Another surprise came from a randomised trial of Health4Life, a program co‑designed with students and educators with the aim of reducing risky behaviour by teens. A randomised trial led by Sydney University’s Katrina Champion across 85 schools in Brisbane, Perth and Sydney found that Health4Life had no measurable impacts on alcohol use, tobacco smoking, recreational screen time, physical inactivity, poor diet or poor sleep.
What is distinctive about these studies is that they are not simply pilot programs or observational studies, but randomised trials, where participants are assigned to the treatment and control groups according by the toss of a coin. Randomisation ensures that before the experiment starts, the 2 groups are as similar as possible. This means any difference we observe between them must be due to the intervention. In formal terms, randomisation provides an ideal counterfactual.

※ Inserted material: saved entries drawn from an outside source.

PR #776, opened 2026-01-21
add SliceToSeq2

yangjinheng:
a great method

### DIFF
--- a/go.mod
+++ b/go.mod
@@ -1,6 +1,6 @@
 module github.com/samber/lo
 
-go 1.18
+go 1.25
 
 //
 // Dev dependencies are excluded from releases. Please check CI.
--- a/slice.go
+++ b/slice.go
@@ -1,11 +1,31 @@
 package lo
 
 import (
+	"iter"
 	"sort"
 
 	"github.com/samber/lo/internal/constraints"
 	"github.com/samber/lo/mutable"
 )
+
+// SliceToSeq2 converts a slice into a sequence of pairs (key, value).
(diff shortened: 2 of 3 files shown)


slice.go
```diff
@@ -1,12 +1,32 @@
...
 	"sort"
 
 	"github.com/samber/lo/internal/constraints"
 	"github.com/samber/lo/mutable"
 )
 
+// SliceToSeq2 converts a slice into a sequence of pairs (key, value).
+// Elements are paired consecutively: s[0] with s[1], s[2] with s[3], etc.
+// If the slice has an odd number of elements, the last element is paired with the zero value of type E.
+func SliceToSeq2[Slice ~[]E, E any](collection Slice) iter.Seq2[E, E] {
```
samber, line 14: I would rename it `Pairwise`.

See the `samber/ro` implem: https://ro.samber.dev/docs/operator/combining#pairwise

Please write 2 implementations:
- core package -> returns `[][]T` or `[]T2[T, T]`
- `it/` package -> returns `iter.Seq[[]T]` or `iter.Seq[T2[T, T]]`

Using iter.Seq2 does not seem a good idea here, since first argument of Seq2 is expected to be a key.

I would use `T2` tuples instead of simple slices `[]T`.

go.mod
```diff
@@ -1,6 +1,6 @@
 module github.com/samber/lo
 
-go 1.18
+go 1.25
```
samber, line 3: Please revert. I try to keep a good compatiibility with older go versions.

PR #784, opened 2026-01-22
refactor: introduce `clone` helper for slice copying

d-enk:
- Add clone() function that returns a shallow copy without preserving nilness
  is guaranteed to be inlined by the compiler (verified with -gcflags=-m) 
  (separate from Clone() which preserves nilness - library convention is to return empty slice)
- Simplify Clone() to delegate to clone() for non-nil collections
- Refactor Chunk, Sliding, Drop, DropRight, DropWhile, DropRightWhile, Take, TakeWhile, Replace, Trim to use clone()
- Update SamplesBy and debounce.reset to use clone()
- Replace make(Slice, 0) with Slice{} for return statements

Also
- Some redundant checks have been removed in Take, NthOrEmpty
- Simplify TrimPrefix and TrimSuffix loops
- Micro-optimize Replace() by reordering condition to short-circuit on n != 0 first
  (TODO: consider adding early break when n reaches 0)


d-enk:
Draft reason https://github.com/golang/go/issues/77287

PR #790, opened 2026-01-29
Add two function EqualPtr and ComparePtr

uginroot:
## Summary                                                                                                                                                                                   
                                                                                                                                                                                               
  Add generic pointer comparison functions:                                                                                                                                                    
  - `EqualPtr[T comparable]` — compares two pointers for equality                                                                                                                              
  - `ComparePtr[T constraints.Ordered]` — compares two pointers, returning -1, 0, or 1                                                                                                                 
                                                                                                                                                                                               
  Both functions handle nil pointers safely, treating nil as less than any non-nil value.

### DIFF
--- a/docs/data/core-coalesce.md
+++ b/docs/data/core-coalesce.md
@@ -1,7 +1,7 @@
 ---
 name: Coalesce
 slug: coalesce
-sourceRef: type_manipulation.go#L156
+sourceRef: type_manipulation.go#L157
 category: core
 subCategory: type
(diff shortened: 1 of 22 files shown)


type_manipulation.go
```diff
@@ -1,6 +1,9 @@
 package lo
 
-import "reflect"
+import (
+	"cmp"
```
d-enk: `github.com/samber/lo/internal/constraints`

PR #791, opened 2026-01-30
Add iterator slice helpers

juliazadorozhnaya:
This PR is a [follow‑up](https://github.com/samber/lo/pull/760) to the previous slice‑helpers PR. It adds iterator versions of Take, TakeWhile, and TakeFilter along with tests, examples, and docs.

### DIFF
--- a/docs/static/llms.txt
+++ b/docs/static/llms.txt
@@ -477,6 +477,8 @@ The lo/it package provides iterator helpers for lazy evaluation and streaming op
 - GroupBy: Group elements by key function
 - GroupByMap: Group elements by key function into map
 - Chunk: Split sequence into chunks of specified size
+- Window: Create sliding windows of specified size (overlapping)
+- Sliding: Create sliding windows with specified size and step
 - PartitionBy: Split elements into two groups by predicate
 - Flatten: Flatten nested sequences into single sequence
 - Concat: Combine multiple sequences into one
@@ -498,7 +500,10 @@ The lo/it package provides iterator helpers for lazy evaluation and streaming op
 - DropLast: Remove last n elements
 - DropWhile: Remove elements from start while predicate is true
 - DropLastWhile: Remove elements from end while predicate is true
+- Take: Get first n elements from sequence
+- TakeWhile: Get elements from start while predicate is true
 - DropByIndex: Remove elements at specified indices
+- TakeFilter / TakeFilterI: Filter and take first n matching elements
 - Reject: Remove elements matching predicate
 - RejectI: Remove elements matching index predicate
 - RejectMap: Remove and transform elements matching predicate


it/seq.go
```diff
@@ -624,6 +678,44 @@ func DropLastWhile[T any, I ~func(func(T) bool)](collection I, predicate func(it
...
+	return func(yield func(T) bool) {
+		count := 0
+		for item := range collection {
+			if !yield(item) {
+				return
+			}
+			count++
+			if count >= n {
+				return
+			}
```
d-enk: What if we reduce it to one condition?

Just like it is already in all other places, like:

https://github.com/samber/lo/blob/b6d1bf3749becba82baac0d07db79b6c2255382e/it/seq.go#L575-L579

channel.go
```diff
@@ -325,3 +325,69 @@ func FanOut[T any](count, channelsBufferCap int, upstream <-chan T) []<-chan T {
 
 	return channelsToReadOnly(downstreams)
 }
+
+// Distinct returns a channel with duplicate values removed.
+// The first occurrence is preserved, and ordering is maintained.
+func Distinct[T comparable](upstream <-chan T) <-chan T {
```
d-enk: It should at least be mentioned that memory can run out.

channel.go
```diff
@@ -325,3 +325,69 @@ func FanOut[T any](count, channelsBufferCap int, upstream <-chan T) []<-chan T {
...
+			unique <- value
+		}
+	}()
+
+	return unique
+}
+
+// Tee duplicates the stream into multiple output channels without blocking.
+// If an output channel is full or not ready, the value is dropped for that channel.
+func Tee[T any](count, channelsBufferCap int, upstream <-chan T) []<-chan T {
```
d-enk: In my opinion, this function is too specific.

it/seq.go
juliazadorozhnaya: Done - condensed to a single condition as suggested. Thanks

channel.go
juliazadorozhnaya: Added a note in the doc comments

channel.go
juliazadorozhnaya: Do you mean we should remove Tee because FanOut/FanIn already cover this, or keep it as a separate helper?

it/seq.go
```diff
@@ -691,11 +691,8 @@ func Take[T any, I ~func(func(T) bool)](collection I, n int) I {
 	return func(yield func(T) bool) {
 		count := 0
 		for item := range collection {
-			if !yield(item) {
-				return
-			}
 			count++
-			if count >= n {
+			if count > n || !yield(item) {
```
d-enk: In your case you need to avoid additional iteration by collection

```go
if !yield(item) || count >= n  {
```

Sorry for the misleading comment

d-enk: I meant all the relevant places

`TakeWhile`, `TakeFilter` too

it/seq.go
```diff
@@ -312,6 +312,60 @@ func Chunk[T any](collection iter.Seq[T], size int) iter.Seq[[]T] {
...
+			if !yield(window) {
+				return
+			}
+
+			if step >= size {
+				buffer = buffer[:0]
+				skip = step - size
+			} else {
+				buffer = buffer[step:]
+			}
```
d-enk: `step`, `size` is constant

So this may be precalculated before loop

juliazadorozhnaya: done

it/seq.go
juliazadorozhnaya: done

it/seq.go
d-enk: This may be simplified to something like

```go
skip = skipDelta
buffer = buffer[I:J]
```

But now I've actually noticed that this forward buffer shift is incorrect.

This leads to expansion and reallocation on next appends

juliazadorozhnaya: Good catch, thanks. Updated the forward shift to keep capacity by copying the overlap to the front and reslicing so we avoid extra reallocations on subsequent appends.

juliazadorozhnaya: Managed to improve the implementation, benchmarks show about a 10% speedup

```
BenchmarkItSliding/old_window_step1_n10
BenchmarkItSliding/old_window_step1_n10-11         	 2913607	       379.6 ns/op
BenchmarkItSliding/new_window_step1_n10
BenchmarkItSliding/new_window_step1_n10-11         	 3341169	       341.3 ns/op
BenchmarkItSliding/old_overlap_step3_n10
BenchmarkItSliding/old_overlap_step3_n10-11        	 4146115	       285.8 ns/op
BenchmarkItSliding/new_overlap_step3_n10
BenchmarkItSliding/new_overlap_step3_n10-11        	 4664964	       250.7 ns/op
BenchmarkItSliding/old_no_overlap_n10
BenchmarkItSliding/old_no_overlap_n10-11           	 4272240	       280.9 ns/op
BenchmarkItSliding/new_no_overlap_n10
BenchmarkItSliding/new_no_overlap_n10-11           	 4828736	       249.4 ns/op
BenchmarkItSliding/old_gap_step8_n10
BenchmarkItSliding/old_gap_step8_n10-11            	 4425630	       263.0 ns/op
BenchmarkItSliding/new_gap_step8_n10
BenchmarkItSliding/new_gap_step8_n10-11            	 5213691	       235.1 ns/op
BenchmarkItSliding/old_window_step1_n100
BenchmarkItSliding/old_window_step1_n100-11        	  382444	      3064 ns/op
BenchmarkItSliding/new_window_step1_n100
BenchmarkItSliding/new_window_step1_n100-11        	  406326	      2968 ns/op
BenchmarkItSliding/old_overlap_step3_n100
BenchmarkItSliding/old_overlap_step3_n100-11       	  652431	      1794 ns/op
BenchmarkItSliding/new_overlap_step3_n100
BenchmarkItSliding/new_overlap_step3_n100-11       	  703446	      1694 ns/op
BenchmarkItSliding/old_no_overlap_n100
BenchmarkItSliding/old_no_overlap_n100-11          	  778430	      1523 ns/op
BenchmarkItSliding/new_no_overlap_n100
BenchmarkItSliding/new_no_overlap_n100-11          	  812672	      1454 ns/op
BenchmarkItSliding/old_gap_step8_n100
BenchmarkItSliding/old_gap_step8_n100-11           	  855152	      1381 ns/op
BenchmarkItSliding/new_gap_step8_n100
BenchmarkItSliding/new_gap_step8_n100-11           	  914552	      1303 ns/op
BenchmarkItSliding/old_window_step1_n1000
BenchmarkItSliding/old_window_step1_n1000-11       	   40515	     29331 ns/op
BenchmarkItSliding/new_window_step1_n1000
BenchmarkItSliding/new_window_step1_n1000-11       	   42220	     28129 ns/op
BenchmarkItSliding/old_overlap_step3_n1000
BenchmarkItSliding/old_overlap_step3_n1000-11      	   71319	     16808 ns/op
BenchmarkItSliding/new_overlap_step3_n1000
BenchmarkItSliding/new_overlap_step3_n1000-11      	   74110	     16148 ns/op
BenchmarkItSliding/old_no_overlap_n1000
BenchmarkItSliding/old_no_overlap_n1000-11         	   86786	     13783 ns/op
BenchmarkItSliding/new_no_overlap_n1000
BenchmarkItSliding/new_no_overlap_n1000-11         	   89229	     13398 ns/op
BenchmarkItSliding/old_gap_step8_n1000
BenchmarkItSliding/old_gap_step8_n1000-11          	   94996	     12489 ns/op
BenchmarkItSliding/new_gap_step8_n1000
BenchmarkItSliding/new_gap_step8_n1000-11          	   99624	     11980 ns/op
```

d-enk:
I still find channel functions questionable.

I suggest splitting the pull request into two parts.

As it should have been from the beginning

d-enk:
Just as I already suggested in a private message, I propose to split `Sliding` explicitly

```go
switch {
case step == size:
...
case step < size:
...
case step > size:
...
}
```

it/seq.go
```diff
@@ -632,6 +722,32 @@ func DropByIndex[T any, I ~func(func(T) bool)](collection I, indexes ...int) I {
 	return RejectI(collection, func(_ T, index int) bool { return lo.HasKey(set, index) })
 }
 
+// TakeFilter filters elements and takes the first n elements that match the predicate.
+// Equivalent to calling Take(FilterI(...)), but more efficient as it stops after finding n matches.
+func TakeFilter[T any, I ~func(func(T) bool)](collection I, n int, predicate func(item T, index int) bool) I {
```
samber: Can you rename it to `TakeFilterI` and add a `TakeFilter` variant please?

(also in error below + doc)

channel.go
samber: I agree with @d-enk .

Please open a new PR for further discussion.

Also: I would rename it in something more similar to `FanOut`: `FanOutBestEffort`, `FanOutNonBlocking`, `FanOutLossy`, `FanOutDrop`, `FanOutFireAndForget`, other ?

it/seq.go
juliazadorozhnaya: Done. Renamed to TakeFilterI and added a TakeFilter variant.

channel.go
juliazadorozhnaya: Done. I've removed the Tee function and all references to it from this PR.

juliazadorozhnaya:
> Just as I already suggested in a private message, I propose to split `Sliding` explicitly
> 
> ```go
> switch {
> case step == size:
> ...
> case step < size:
> ...
> case step > size:
> ...
> }
> ```

Done. Sliding now uses an explicit switch on offset (step - size) for the three cases.

d-enk:
I'd remove Distinct/DistinctBy too.

You can also clean up the title/commits.

d-enk:
> Can you rename it to TakeFilterI and add a TakeFilter variant please?

@samber Something went wrong somewhere

https://github.com/samber/lo/blob/921fb61893343d3b67b927df9c9894b962d39049/slice.go#L12

https://github.com/samber/lo/blob/921fb61893343d3b67b927df9c9894b962d39049/slice.go#L653

https://github.com/samber/lo/blob/921fb61893343d3b67b927df9c9894b962d39049/slice.go#L713

juliazadorozhnaya:
> > Can you rename it to TakeFilterI and add a TakeFilter variant please?
> 
> Something went wrong somewhere
> 
> https://github.com/samber/lo/blob/921fb61893343d3b67b927df9c9894b962d39049/slice.go#L12
> 
> https://github.com/samber/lo/blob/921fb61893343d3b67b927df9c9894b962d39049/slice.go#L653
> 
> https://github.com/samber/lo/blob/921fb61893343d3b67b927df9c9894b962d39049/slice.go#L713

Done. In slice.go renamed to TakeFilterI and added TakeFilter variant

juliazadorozhnaya:
> I'd remove Distinct/DistinctBy too.
> 
> You can also clean up the title/commits.

Done

d-enk:
> Done. In slice.go renamed to TakeFilterI and added TakeFilter variant


https://github.com/samber/lo/pull/791#issuecomment-3945399638

This was not a call to action for you...

samber:
Oops, sorry. You wrote `Take(FilterI(...))` so that why i suggested `TakeFilterI` but lets use `TakeFilter` instead. Sorry for the mistake.

EDIT: I reverted the last commit.

EDIT2: Thanks to both of you. I'm targeting a new release this week.

d-enk:
I completely missed that ```Take(Filter())``` already exists

As if ```TakeFilter()``` were redundant for sequences...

Without randomisation, what might go wrong? One danger is that the comparison group might be different from the outset. Students and schools who sign up for a new program could be quite different from those who say no. This is why medical researchers tend to trust randomised trials not only for assessing the impact of new drugs, but also increasingly for testing the impact of diet, exercise, surgery and more.
A ‘what works?’ approach to government promotes democratic accountability. It makes government more effective and efficient – producing better public services for every dollar we raise in taxes. But it especially matters for the most vulnerable. When government doesn’t work, the richest can turn to private options. But the poorest have nowhere else to turn, since they rely on well‑functioning government services for healthcare, education, public safety and social services. Getting impact evaluation right can deliver not just a more productive government, but a more egalitarian society.